I would like to limit the maximum execution time of a kernel.
Initially I thought of exploiting the TDR mechanism in Windows, but then I discovered that when the TDR kicks in my entire application gets killed (not only the kernel).
I would like my application to continue regularly after the kernel “fail” with the awareness of the failed GPU execution attempt.
I tried something like this (GTX 560Ti, Windows 7 64 bit, TDR=4seconds)
mykernel<<<block_count, thread_count>>(arg0, arg1);
Sleep(2000); //I want my kernel to execute for at most 2 seconds
cudaMemcpy(...); //Copy partial results back to host memory
cudaDeviceReset(); //Kill the kernel?
But this doesn’t work. It seems that on cudaDeviceReset the application hangs and then it gets killed by TDR.
While this does not protect (fully) against runaway kernel threads, you can place a flag in device memory that kernel threads test either when beginning to run or even periodically. If your GPU supports concurrent copy and execute, you can then set it from the host to abort the kernel without producing an error condition, and potentially also saving the work that has already been done.
If you want to make this solution a bit more robust against runaway threads, a thread that has detected the flag to be set can execute [font=“Courier New”]asm volatile(“trap;”);[/font] to abort all other threads as well.

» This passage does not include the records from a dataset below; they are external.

PR #5245, opened 2020-02-18
rootless: fix a regression when using -d

giuseppe:
when using -d and port mapping, make sure the correct fd is injected
into conmon.

Move the pipe creation earlier as the fd must be known at the time we
create the container through conmon.

Closes: https://github.com/containers/libpod/issues/5167

### DIFF
--- a/libpod/networking_linux.go
+++ b/libpod/networking_linux.go
@@ -335,10 +335,13 @@ func (r *Runtime) setupRootlessPortMapping(ctr *Container, netnsPath string) (er
 		return errors.Wrapf(err, "delete file %s", logPath)
 	}
 
-	ctr.rootlessPortSyncR, ctr.rootlessPortSyncW, err = os.Pipe()
-	if err != nil {
-		return errors.Wrapf(err, "failed to create rootless port sync pipe")
+	if !ctr.config.PostConfigureNetNS {
+		ctr.rootlessPortSyncR, ctr.rootlessPortSyncW, err = os.Pipe()
+		if err != nil {
+			return errors.Wrapf(err, "failed to create rootless port sync pipe")
+		}
 	}
+
 	cfg := rootlessport.Config{
 		Mappings:  ctr.config.PortMappings,
 		NetNSPath: netnsPath,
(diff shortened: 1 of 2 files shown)


libpod/oci_conmon_linux.go
```diff
@@ -1160,6 +1160,14 @@ func (r *ConmonOCIRuntime) createOCIContainer(ctr *Container, restoreOptions *Co
...
 
 	if ctr.config.NetMode.IsSlirp4netns() {
+		havePortMapping := len(ctr.Config().PortMappings) > 0
+		if havePortMapping {
+			ctr.rootlessPortSyncR, ctr.rootlessPortSyncW, err = os.Pipe()
+			if err != nil {
+				return errors.Wrapf(err, "failed to create rootless port sync pipe")
+			}
+		}
+
```
TomSweeneyRedHat: should you do the `defer errorhandling` for rootlessPortSyncR/W here as you do below for rootlessSlipSyncR/W around line 1177?

libpod/networking_linux.go
```diff
@@ -355,6 +351,11 @@ func (r *Runtime) setupRootlessPortMapping(ctr *Container, netnsPath string) (er
 	cmd := exec.Command(fmt.Sprintf("/proc/%d/exe", os.Getpid()))
 	cmd.Args = []string{rootlessport.ReexecKey}
 	// Leak one end of the pipe in rootlessport process, the other will be sent to conmon
+
+	if ctr.rootlessPortSyncR != nil {
+		defer errorhandling.CloseQuiet(ctr.rootlessPortSyncR)
+	}
+
```
TomSweeneyRedHat: Do you need a similar for rootlessSlirpSyncR?

libpod/oci_conmon_linux.go
giuseppe: no, we cannot close `rootlessPortSyncR` here, it must be left open as it used later

libpod/networking_linux.go
giuseppe: do you mean `rootlessSlirpSyncW`?  No, it is already closed in `libpod/oci_conmon_linux.go`

rhatdan:
LGTM
but tests are not happy.

giuseppe:
tests are passing now

PR #5418, opened 2020-03-07
Shorten five more CI task names

edsantiago:
Now that we know how to do it, let's go whole hog...

Inspired by suggestions from Chris Evich on #5387


edsantiago:
Doesn't look like it worked. There's some funky interaction between `name` and foo_task and `matrix`. Not going to worry about it tonight.

PR #5424, opened 2020-03-09
use c/storage instead of docker/docker

vrothberg:
Use c/storage packages instead of docker/docker ones where possible.


rhatdan:
Nice.

PR #5429, opened 2020-03-09
Revert exec changes

mheon:
This reverts #5373 and #5396 

We expected these to resolve Conmon-related CI flakes, but no such luck. Given this, and the fact that they interfere with the upcoming exec rework and don't seem to resolve any other issues, revert them.

Also should have the side-effect of un-breaking the build on 32-bit


mheon:
@baude @rhatdan @vrothberg @haircommander @TomSweeneyRedHat PTAL

haircommander:
/lgtm
/hold

though, we need another solution for the -1 problem in the second commit.  that can wait though.

mheon:
Alright, bot is stuck, pressing the button manual-like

Another strategy to protect against runaway threads would be to have each thread check [font=“Courier New”]clock64()[/font] regularly and abort if the difference to the starting time of the threads gets too large. Keep in mind though that [font=“Courier New”]clock()[/font] and [font=“Courier New”]clock64()[/font] are not guaranteed to be consistent between different threads.
In you original approach, what are the arguments to the cudaMemcpy() call - do you put it on a different stream than the kernel? Otherwise it will have to wait for the kernel to finish, which it (by definition) doesn’t in the runaway case.
The “asm trap” problem is not really a issue because I always run one kernel at a time.
Now that you mention it, the “trap;” instruction will kill just the calling kernel or every kernel currently running on the device?
EDIT: I made a “killer kernel” which simply executes a trap instruction. When I concurrently launch this kernel all the kernel currently executing gets killed. However, after the trap instruction CUDA doesn’t work anymore, even after a cudaDeviceReset. Any ideas?
EDIT: Actually the device still works after the cudaDeviceReset(). It is just that I had to call cudaGetLastError() to reset the error flag…Now, I fixed part of my problem (the killing the wild kernel), but now after the cudaDeviceReset my partial results are gone. Any idea how to circumvent the problem?